(Stored items from a collection)
________________
PR #7097, opened 2022-12-07
Improve readability for: Using the external JavaScript template

pmario:
This PR is DOCS only

- improves readability by removing most unnecessary WikiLinks to elements _not_ important for this doc info.
- It makes the core tiddler [$:/core/ui/ExportTiddlyWikiCore](https://tiddlywiki.com/#%24%3A%2Fcore%2Fui%2FExportTiddlyWikiCore) visible again. 

There is a new "Show the Download Info" button now. It's **intentional** that the workflow is a **2-click action**. Users should read the text in front of the button to know what's going on. If there is a "big green downlaod button" they usually click it, whithout reading anything. Even if the button is in the middle of the tiddler text

With the latest changes to the ViewTemplate the core/ui tiddlers are shown as text/plain. .. So the Download button doesn't work at the moment. 

[Link to DemoWiki -- Using the external Download template](https://tiddlywiki5-git-fork-pmario-improve-readabilit-c689a0-jermolene.vercel.app/#Using%20the%20external%20JavaScript%20template)

## Info Shown

image

### DIFF
--- a/editions/tw5.com/tiddlers/webserver/Using the external JavaScript template.tid
+++ b/editions/tw5.com/tiddlers/webserver/Using the external JavaScript template.tid
@@ -1,22 +1,35 @@
 created: 20180905075846391
-modified: 20210611055708739
+modified: 20221207112242775
 tags: [[WebServer Guides]]
 title: Using the external JavaScript template
 type: text/vnd.tiddlywiki
 
-You can use a special template to externalise TiddlyWiki's core code into a separate file. This configuration allows the browser to cache the core for improved efficiency. 
+\define showDownloadExternalButton()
________________
• **What the exercise asks**
What lines above contain the string "editions"? Copy all of them.

• **Response**
--- a/editions/tw5.com/tiddlers/webserver/Using the external JavaScript template.tid
+++ b/editions/tw5.com/tiddlers/webserver/Using the external JavaScript template.tid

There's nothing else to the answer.